“Wow,” said Charley. “Look at you!” Then he started to say “Happy Birthday, Lana,” but he only got as far as “Hap—”
She’d been staring at me in silence, more like a rabbit caught in the headlights than Nicolas Cage caught by love, and then she went off like a siren.
“What the hell are you supposed to be dressed up for?” she shrieked. “You’re not going out with us, looking like that.”
Charley glanced over at her. “Hilary,” said Charley. “Hilary, don’t start.”
“Go right back to your room and take that junk off your face this minute!” she roared. “And put on something decent while you’re at it.”
“I am decent.” My voice was as stiff as my eyelashes.
“Only if you’re a child prostitute,” she informed me. “We’re not going anywhere with you dressed like a tart.”
Charley knocked back his wine. “You look like you might be cold,” he mumbled. “Have you got a coat?”
“Never mind the coat,” she roared. “She isn’t leaving this house like that, and that’s final.”
Charley looked at his glass in case it had been magically topped up since he emptied it.
Sometimes I didn’t know why she put up with Charley.
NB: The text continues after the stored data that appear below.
Issue #5056, opened 2024-12-09
Bonus immuneToFire don't display the info in Creature info panel


lishaoxia1985:
@Laserlicht 
![YuneR.png](https://github.com/user-attachments/assets/37685e4e-9f87-4bb2-8a4f-a3e6bedfdd78)

![YueR.png](https://github.com/user-attachments/assets/fa7bc4b4-acf0-4ef8-9bc5-6ffe2b038036)

![XueR.png](https://github.com/user-attachments/assets/0712563f-60f6-4754-b649-a54d7daf42bc)

lishaoxia1985:
@Laserlicht It seems that we should add these code below in json:
```
"core.bonus.SPELL_SCHOOL_IMMUNITY.name": "Immune to ${subtype.spellSchool}",    "core.bonus.SPELL_SCHOOL_IMMUNITY.description": "Immune to ${subtype.spellSchool}",
```

Issue #4682, opened 2024-09-28
Bonuses display bug


kdmcser:
I only install a mod: vcmi-extra, then this bug appears. In both 1.6 and 1.5.7
![屏幕截图 2024-09-28 124809](https://github.com/user-attachments/assets/6aadd974-12f7-44f5-bee0-f594a63b50ac)

**Non-living**
the vcmi-extra mod modify bonus NON-LIVING icon to zvs/Lib1.res/E_MORAL, but it is still using zvs/Lib1.res/NonLiving

```
"core:NON_LIVING":
    {
        "graphics":
        {
            "icon":  "zvs/Lib1.res/E_MORAL"
        }
    }
```
I find some log in console:
![屏幕截图 2024-09-28 125112](https://github.com/user-attachments/assets/f27b266d-da35-4fa3-a2a1-50813f552a05)

**Spell School Immunity**

this bonus is not in config/bounses.json, but `bonusToGraphics` still gives icon for them

![屏幕截图 2024-09-28 125455](https://github.com/user-attachments/assets/4d50184c-5a2c-4cc9-a65b-6a73c7d89085)

but `bonusToString` method seem not deal with it，bt.hidden is 1 and return empty string.

![屏幕截图 2024-09-28 125522](https://github.com/user-attachments/assets/c74b016d-5719-44ee-80bd-482615ce86ba)

I dont know which is the best way to solve it， so make a report.

Issue #3543, opened 2024-01-22
Missing description for spell school immunity


by003:
**Describe the bug**
Missing description for all spell school immunities. 

It is still linked to FIRE_IMMUNITY
![image](https://github.com/vcmi/vcmi/assets/127420617/d8f935dd-3cd1-43a1-a8df-949de592bd6e)

But now this bonus name is:
![image](https://github.com/vcmi/vcmi/assets/127420617/a584de35-f7e3-4228-b7af-81a36629bf81)
 

![image](https://github.com/vcmi/vcmi/assets/127420617/2058d097-8e31-43a3-9ef1-e25d28b78fc7)

**Version**
 - OS: Windows
 - Version: 1.44

PR #5137, opened 2024-12-22
[1.6.1] Bonus display

Laserlicht:
fixes
- Spell immunity #3543 #5056 #4682
- OPENING_BATTLE_SPELL (reported on discord)

### DIFF
--- a/lib/CBonusTypeHandler.cpp
+++ b/lib/CBonusTypeHandler.cpp
@@ -75,6 +75,23 @@ std::string CBonusTypeHandler::bonusToString(const std::shared_ptr<Bonus> & bonu
 	std::string textID = description ? bt.getDescriptionTextID() : bt.getNameTextID();
 	std::string text = VLC->generaltexth->translate(textID);
 
+	if (bonus->subtype.as<SpellSchool>().hasValue())
+	{
+		auto school = bonus->subtype.as<SpellSchool>();
+		if(school != SpellSchool::ANY)
+		{
+			auto specificTextID = description ? bt.getDescriptionTextID() + ".specific" : bt.getNameTextID() + ".specific";
+			auto specificText = VLC->generaltexth->translate(specificTextID);
+
+			if(specificText.find("${subtype.spellSchool}") != std::string::npos)
+			{
+				auto schoolName = VLC->generaltexth->translate(TextIdentifier("core.spellSchools", school).get());
+				boost::algorithm::replace_all(specificText, "${subtype.spellSchool}", schoolName);
+				text = specificText;
+			}
+		}
+	}
+
 	if (text.find("${val}") != std::string::npos)
 		boost::algorithm::replace_all(text, "${val}", std::to_string(bearer->valOfBonuses(Selector::typeSubtype(bonus->type, bonus->subtype))));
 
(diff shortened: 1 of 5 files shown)


lib/CBonusTypeHandler.cpp
```diff
@@ -84,6 +84,13 @@ std::string CBonusTypeHandler::bonusToString(const std::shared_ptr<Bonus> & bonu
 	if (text.find("${subtype.spell}") != std::string::npos && bonus->subtype.as<SpellID>().hasValue())
 		boost::algorithm::replace_all(text, "${subtype.spell}", bonus->subtype.as<SpellID>().toSpell()->getNameTranslated());
 
+	if (text.find("${subtype.spellSchool}") != std::string::npos && bonus->subtype.as<SpellSchool>().hasValue())
+	{
+		auto school = bonus->subtype.as<SpellSchool>();
+		auto schoolName = VLC->generaltexth->zelp[school == SpellSchool::ANY ? 458 : 454 + school].first;
+		boost::algorithm::replace_all(text, "${subtype.spellSchool}", schoolName);
+	}
+
```
IvanSavenko, line 93: This won't work in Ukrainian and probably rest of Slavic languages due to more complex grammatical cases:
Water Spells: Магія Води / Закляття Води
Immunity to Water spells: Іммунітет до магії Води / Іммунітет до заклять Води
"Magiya" became "Magiyi", "Zaklyattya" became "Zaklyat`"

And even in English this would result in somewhat awkward "Immunity to Water Spells" - why "Spells" are capitalized?

Proposition: add custom descriptions (not sure about names) for all bonuses that have spell school as subtype.

For this you would need:
- In `CBonusTypeHandler::loadItem`, for these bonuses instead of registering description string, you will need to register 4 additional string for all 4 spell schools
- In `CBonusTypeHandler::bonusToString`, if spell has spell school that is not "all" as subtype, use specific translation instead of generic one.

And please check also bonuses `SPELL_DAMAGE_REDUCTION` and `NEGATIVE_EFFECTS_IMMUNITY`. I think they also may need per-school translations

Laserlicht: Added `.specific`-Identifier.

Should also work with `SPELL_DAMAGE_REDUCTION` and `NEGATIVE_EFFECTS_IMMUNITY`. If translations will be added (not part of this PR).

GeorgeK1ng:
I can't properly translate these newly added strings. ${subtype.spellSchool} is supposed to be in core.bonus.SPELL_SCHOOL_IMMUNITY.description.specific + core.bonus.SPELL_SCHOOL_IMMUNITY.name.specific. 
And in Czech is needed in both sentences different wording. For example to Immunity to Fire magic.

"core.bonus.SPELL_SCHOOL_IMMUNITY.name.specific": "Imunní vůči ohn**i**",
"core.bonus.SPELL_SCHOOL_IMMUNITY.description.specific": "Imunní vůči magii ohn**ě**",

Laserlicht:
Wasn't aware of that. But in worst case: Use the same name as description.
I've no good solution other for that for this in mind.

IvanSavenko:
Let me take a look

PR #5141, opened 2024-12-23
Fixes excessive logging causing RMG slowdown

IvanSavenko:
- Do not apply formatting on log entries that will be discarded due to high log level
- Do not log incorrect access to visitablePos due to its numerous use by RMG

### DIFF
--- a/lib/mapObjects/CGObjectInstance.cpp
+++ b/lib/mapObjects/CGObjectInstance.cpp
@@ -217,8 +217,8 @@ int CGObjectInstance::getSightRadius() const
 
 int3 CGObjectInstance::getVisitableOffset() const
 {
-	if (!isVisitable())
-		logGlobal->debug("Attempt to access visitable offset on a non-visitable object!");
+//	if (!isVisitable())
+//		logGlobal->debug("Attempt to access visitable offset on a non-visitable object!");
 	return appearance->getVisitableOffset();
 }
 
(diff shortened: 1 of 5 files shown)


DjWarmonger:
Oh man:
`Generated random map in 7257 ms.`

That's over 4x speedup on my gear o.O

lib/mapObjects/CGObjectInstance.cpp
DjWarmonger, line 1: These don't seem to have any impact on RMG performance. RMG shouldn't even check if ObjectInstance is visitable or not, as this is known in advance.

`Generated random map in 6744 ms.`

DjWarmonger (changes requested):

lib/mapObjects/CGObjectInstance.cpp
IvanSavenko: Are you sure?
```
1 CGObjectInstance::visitablePos              CGObjectInstance.cpp 321 0x7ffff7464aa5 
2 rmg::Object::Instance::getVisitablePosition RmgObject.cpp        67  0x7ffff7689bb3 
3 rmg::Object::getVisitablePosition           RmgObject.cpp        267 0x7ffff768b71a 
4 ObjectManager::placeObject                  ObjectManager.cpp    590 0x7ffff7749f3e 
5 ObstaclePlacer::placeObject                 ObstaclePlacer.cpp   142 0x7ffff7796531 
6 ObstacleProxy::createObstacles              ObstacleProxy.cpp    337 0x7ffff75b9854 
7 ObstaclePlacer::process                     ObstaclePlacer.cpp   115 0x7ffff779611d 
8 Modificator::run                            Modificator.cpp      87  0x7ffff7743d1b 
```
This happens for Obj::REEF, Obj::MOUNTAIN Obj::CRATER, and multiple others

I have no active mods, so this is not issue with mods.

IvanSavenko: Effect on RMG performance from this logging is rather low, 5-10%, at most, so not very noticeable. Unlike that formatter change.

DjWarmonger:
Yep, they were called only for each static object actually placed, and that part was quick: https://github.com/vcmi/vcmi/pull/5149

PR #132, opened 2021-06-25
Generate `never` as AST reference type for missing cross references

### LINKED ISSUE #130: Grammar without references generates invalid `ast.js`.
Langium version: 0.1.0
Package name: ?

## Steps To Reproduce

1. Make a grammar without references (`...=[Person|ID]`).
2. Run `langium:generate`.

## The current behavior

`src/generated/ast.ts` has a syntax error at `export type <language name>AstReference = ;`

## The expected behavior

I guess `never` would work as RHS value if there are no references.

msujew:
Closes #130 

Assuming the user grammar contains no cross references, the problem in the mentioned issue occurs. This change instead adds `never` as the type alias for `AstReference`, keeping it in line with the generated `getReferenceType` method that always throws without any cross references.

### DIFF
--- a/packages/langium-cli/src/generator/ast-generator.ts
+++ b/packages/langium-cli/src/generator/ast-generator.ts
@@ -71,7 +71,7 @@ function generateAstReflection(grammar: Grammar, interfaces: Interface[]): Gener
     );
     reflectionNode.children.push(
         'export type ', grammar.name, 'AstReference = ',
-        crossReferenceTypes.map(e => `'${e.type}:${e.feature}'`).join(' | '),
+        crossReferenceTypes.map(e => `'${e.type}:${e.feature}'`).join(' | ') || 'never',
         ';', NL, NL
     );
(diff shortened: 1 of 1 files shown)


dhuebner (approved):

packages/langium-cli/src/generator/ast-generator.ts
```diff
@@ -71,7 +71,7 @@ function generateAstReflection(grammar: Grammar, interfaces: Interface[]): Gener
     );
     reflectionNode.children.push(
         'export type ', grammar.name, 'AstReference = ',
-        crossReferenceTypes.map(e => `'${e.type}:${e.feature}'`).join(' | '),
+        crossReferenceTypes.map(e => `'${e.type}:${e.feature}'`).join(' | ') || 'never',
```
spoenemann, line 74: Does that work? I think arrays are always truthy, even when empty, so the length should be checked explicitly.

spoenemann: Oh I see, that's tricky...

spoenemann (approved):

Issue #131, opened 2021-06-25
Add generator CLI to domainmodel and statemachine examples


spoenemann:
We should add a CLI (similar to #121) to each of the domainmodel and statemachine examples. These should generate code from an input file. The target language is open for discussion.

My proposals:
 - domainmodel &mdash; generate Java classes with private fields and corresponding getters and setters.
 - statemachine &mdash; generate C code with a `main` function that reads from stdin and prints state transitions according to the events entered by the user.

This issue depends on #122: we should finalize the generator API before adding more uses of it.

PR #133, opened 2021-06-25
Improve Generator API

### LINKED ISSUE #122: Improve the API of CompositeGeneratorNode
The generator node API should be improved to make appending and indenting generated code easier.

We currently use it heavily in `langium-cli`. The goal of this task is to make the generator code more compact and readable.

msujew:
Closes #122 

I've already rewritten the `ast-generator.ts` so that uses the new API. WDYT?

If we all agree on the API, I'll rewrite the other generators as well.


dhuebner (approved):
I like the new API! 
Do we have some generator or node processor tests already?

msujew:
@dhuebner There aren't any, yet. I'll write some on monday.

packages/langium/src/generator/node.ts
```diff
@@ -6,45 +6,38 @@
 
 import { EOL } from 'os';
 
-export type GeneratorNode = CompositeGeneratorNode | IndentNode | TextNode | NewLineNode | string;
+export type GeneratorNode = CompositeGeneratorNode | IndentNode | NewLineNode | string;
```
spoenemann, line 9: I'd propose to rename this file to `generator-node.ts`.

packages/langium/src/generator/node-processor.ts
```diff
@@ -70,17 +58,15 @@ class Context {
     }
 }
 
-export function process(node: GeneratorNode, defaultIndentation?: string | number): string {
+export function processNode(node: GeneratorNode, defaultIndentation?: string | number): string {
```
spoenemann, line 61: Maybe even more specific, like `processGeneratorNode`? We need to consider that currently we export everything into the index, so users import it from `'langium'`.

packages/langium/src/generator/node.ts
```diff
@@ -6,45 +6,38 @@
...
 
 export class CompositeGeneratorNode {
 
-    private _children: GeneratorNode[] = [];
+    readonly children: GeneratorNode[] = [];
```
spoenemann, line 13: What do you think of renaming this to `content` or `contents`?

spoenemann (commented):
I agree it looks really good! Just a few remarks.

packages/langium/src/generator/generator-node.ts
```diff
@@ -0,0 +1,71 @@
...
+
+    ifNotEmpty  = false;
+
+    constructor(lineDelimiter?: string, ifNotEmpty = false) {
+        this.lineDelimiter = lineDelimiter ?? EOL;
+        this.ifNotEmpty = ifNotEmpty;
+    }
+}
+
+export const NL = new NewLineNode();
```
spoenemann, line 70: I'm wondering whether we should define this with `\n` instead of using the OS-specific EOL.

spoenemann (approved):
:+1:

spoenemann:
@Pluralia this PR is important for #131.

packages/langium/src/generator/generator-node.ts
msujew: I thought about that as well. Using `\n` led to git issues on Windows, since the file 'changed'. That why I changed it to the OS-EOL.

PR #142, opened 2021-06-30
Embed grammar json in typescript file

msujew:
To facilitate easy use of the `langium` package without the need to always copy the `grammar.json`, we generate a TypeScript file that is easily embedded by webpack.


spoenemann (approved):
How shall we handle cases like this, where we change the generated code so a file is no longer generated and used? Shall we include a "clean" step that deletes all files in the target directory? If yes, shall that be opt-in or opt-out via options?

msujew:
I would say a cleanup step would be opt-out via the `langium` config options. Especially since the `generated` directory is usually git ignored, right?

spoenemann:
Ok could you create an issue for that?

PR #156, opened 2021-07-02
Add normalisation check in the arithmetics example

Pluralia:


examples/arithmetics/src/language-server/arithmetics-validator.ts
```diff
@@ -9,15 +9,50 @@ export class ArithmeticsValidationRegistry extends ValidationRegistry {
...
+            Division: validator.checkDivByZero,
+            Definition: validator.checkNormalisable
         };
         this.register(checks, validator);
     }
 }
 export class ArithmeticsValidator {
     checkDivByZero(div: Division, accept: ValidationAcceptor): void {
-        if (isNumberLiteral(div.right) && Number((div.right as NumberLiteral).value) === 0) {
+        if (isNumberLiteral(div.right) && +div.right.value === 0) {
```
msujew, line 20: Is there a specified reason why you start the `div.right.value` statement with a `+`?

examples/arithmetics/src/language-server/arithmetics-validator.ts
```diff
@@ -9,15 +9,50 @@ export class ArithmeticsValidationRegistry extends ValidationRegistry {
...
         }
     }
+
+    checkNormalisable(def: Definition, accept: ValidationAcceptor): void {
+        const context = new Map<Expression, number>();
+
+        const makeOp = (expr: Addition | Subtraction | Multiplication | Division, op: (x: number, y: number) => number): void => {
+            const subExprs = [expr.left, expr.right];
+            subExprs.forEach(e => evalExpr(e));
+            const [left, right] = subExprs.map(e => isNumberLiteral(e) ? +e.value : context.get(e));
```
msujew, line 31: Is there a specified reason why you start the `e.value` statement with a +?

examples/arithmetics/src/language-server/arithmetics-validator.ts
```diff
@@ -9,15 +9,50 @@ export class ArithmeticsValidationRegistry extends ValidationRegistry {
...
+            if (left && right && op(left, right).toString().length <= 8) {
```
msujew, line 32: You should check for `undefined` explicitly here, since `0` is also falsy. Therefore, an expression like `0 + 0 - 0 * 0` will not be picked up by this validation.

Use `left !== undefined && right !== undefined` instead.

msujew (commented):
Thanks, that looks good already. Just a few small remarks.

examples/arithmetics/src/language-server/arithmetics-validator.ts
Pluralia: Type of `div.right.value` is `string`. If I want to compare it with `0`, I should covert it to `number`.

examples/arithmetics/src/language-server/arithmetics-validator.ts
Pluralia: To apply `op`, we have to have `left` and `right` of type `number`. So, I just convert `string` of `e.value` to `number`.

examples/arithmetics/src/language-server/arithmetics-validator.ts
msujew: I see. Could you add `returns string` to the `NUMBER` terminal rule? It will automatically convert it to a JS `number`.

msujew (approved):
LGTM

PR #158, opened 2021-07-02
Add `langium-config.json` support

### LINKED ISSUE #79: Support configuration in external file
We should support configuration via an external json file additionally to the embedded config in package.json. By doing that we can easily provide a json schema in langium-vscode so users get editor support for the config (is that possible for package.json extensions?)

We should have a default for the file name, but also allow passing a config file path as argument.

Candidates for default name:
 * langiumconfig.json
 * langium-config.json
 * .langiumconfig.json
 * .langium-config.json
 * .langiumrc.json

I like `langium-config.json` most. IMO `.langiumrc.json` is not really applicable because `rc` means ["run commands"](https://en.wikipedia.org/wiki/Run_commands).

msujew:
Closes #79

Also adds a few other things to the `langium-cli` package:

* Console colors for errors, warnings, success messages, etc.
* Catch any IO exceptions and log them appropriately.
* Grammar validation is now executed before trying to run the CLI. (logging any errors)
* JSON schema validation for config files.
* A watch mode.


packages/langium-cli/schema.json
```diff
@@ -0,0 +1,54 @@
+{
+    "$schema": "https://json-schema.org/draft/2020-12/schema",
+    "definitions": {
+        "config": {
+            "type": "object",
+            "additionalProperties": false,
+            "properties": {
+                "grammar": {
+                    "type": "string"
```
spoenemann, line 9: Please add descriptions to all properties.

packages/langium-cli/src/generate.ts
```diff
@@ -4,74 +4,104 @@
...
-    const packageContent = fs.readFileSync(file).toString();
-    const pack = <Package>JSON.parse(packageContent);
-
+export function generate(config: LangiumConfig): void {
     const services = createLangiumGrammarServices();
+    const relPath = config[RelativePath];
 
-    const grammarFile = pack.langium.grammar ?? 'src/grammar.langium';
-    const grammarFileContent = fs.readFileSync(grammarFile).toString();
+    const grammarFile = config.grammar ?? 'src/grammar.langium';
```
spoenemann, line 26: I think we should make the `grammar` property mandatory and drop this default value.

packages/langium-cli/src/langium.ts
```diff
@@ -4,20 +4,36 @@
...
+    if (!configs.length) {
+        console.error('Could not find a langium configuration. Please add a langium-config.json to your project or a langium section to your package.json.'.red);
+        process.exit(1);
+    }
+    const validation = validate(configs, schema);
+    if (!validation.valid) {
+        console.error('Your langium configuration is invalid.'.red);
+        process.exit(1);
+    }
+    configs.forEach(callback);
```
spoenemann, line 38: I think we will need to change this when we support multiple languages, but it's ok to process each language independently for now.

packages/langium/package.json
```diff
@@ -24,7 +24,7 @@
     "watch": "tsc --watch",
     "lint": "eslint ./src --ext .js,.ts",
     "test": "jest --coverage",
-    "langium:generate": "node ../langium-cli/bin/langium generate",
+    "langium:generate": "langium generate",
```
spoenemann, line 27: Shouldn't we keep the local path to ensure that we use the local version?

packages/langium/src/documents/document-builder.ts
```diff
@@ -33,13 +32,12 @@ export class DefaultDocumentBuilder implements DocumentBuilder {
...
         this.process(document);
+        const diagnostics = this.documentValidator.validateDocument(document);
+        document.diagnostics = diagnostics;
 
         if (this.connection) {
-            const diagnostics = this.documentValidator.validateDocument(document);
             // Send the computed diagnostics to VS Code.
             this.connection.sendDiagnostics({ uri: document.uri, diagnostics });
-        } else {
-            resolveAllReferences(parseResult.value);
```
spoenemann, line 42: Attaching the diagnostics to the document might unnecessarily increase memory usage. We could add an optional callback parameter `(diagnostics: Diagnostic[]) => void` to the `build` method instead.

packages/langium/package.json
msujew: We don't need it, since npm workspaces has no issues with cyclic dependencies. So the `langium` call will always go to the local `langium-cli` package.

spoenemann: Ok, but please change the dependency to a fixed version: `"langium-cli": "0.1.0"` (without the `^`)

packages/langium/src/documents/document-builder.ts
```diff
@@ -29,17 +28,19 @@ export class DefaultDocumentBuilder implements DocumentBuilder {
         this.documentValidator = services.validation.DocumentValidator;
     }
 
-    build(document: LangiumDocument): void {
+    build(document: LangiumDocument, diagnostics?: Diagnostic[]): void {
```
spoenemann, line 31: I feel we should find a cleaner solution than passing a mutable array. What about returning an object like this?
```typescript
return {
    get diagnostics() {
         // If not done before, compute the diagnostics, otherwise return the previously computed diagnostics.
    }
};
```

spoenemann: We could add even more data to the result object:
```typescript
export type BuildResult = {
     readonly parseResult: ParseResult<AstNode>
     readonly diagnostics: Diagnostic[]
}
```
With this, we can omit the `undefined` check when accessing the parse result from the document.

msujew: Yeah, I like this way better.

packages/langium/src/documents/document-builder.ts
```diff
@@ -29,18 +33,28 @@ export class DefaultDocumentBuilder implements DocumentBuilder {
...
+        let diagnostics: Diagnostic[] | undefined;
+        const validator = this.documentValidator;
         if (this.connection) {
-            const diagnostics = this.documentValidator.validateDocument(document);
-            // Send the computed diagnostics to VS Code.
-            this.connection.sendDiagnostics({ uri: document.uri, diagnostics });
-        } else {
-            resolveAllReferences(parseResult.value);
+            diagnostics = validator.validateDocument(document);
+            if (this.connection) {
```
spoenemann, line 44: Redundant check for `this.connection`.

spoenemann (approved):
Great!

PR #159, opened 2021-07-04
Fix deep partial type for services

### LINKED ISSUE #119: PartialLangiumServices is too partial
The type `PartialLangiumServices` is meant for overriding the default and generated services of Langium. We use `DeepPartial` here because we want to allow overriding only selected services. A simple `Partial` is not sufficient because we have groups. The problem: `DeepPartial` is too deep and allows specifying incomplete services.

He was unattractive, overweight, filthy ninety-five per cent of the time, and he never wanted to do anything but go to the pub with his mates or watch telly. But sometimes I didn’t know why he put up with her, with her nasty moods and everything. This was one of the times I felt sorry for him.
“For Christ’s sake, Hil,” said Charley. “It’s Lana’s birthday. Let her be.”
My mother turned her glare from me to him. “It’s her fifteenth birthday, not her thirtieth.” She was pronouncing her words really clearly. She went back to glaring at me. “I’m your mother,” she informed me.
Big news.
“So what?” I screamed back. “I’m not a little kid any more. You can’t keep treating me like I’m a baby.”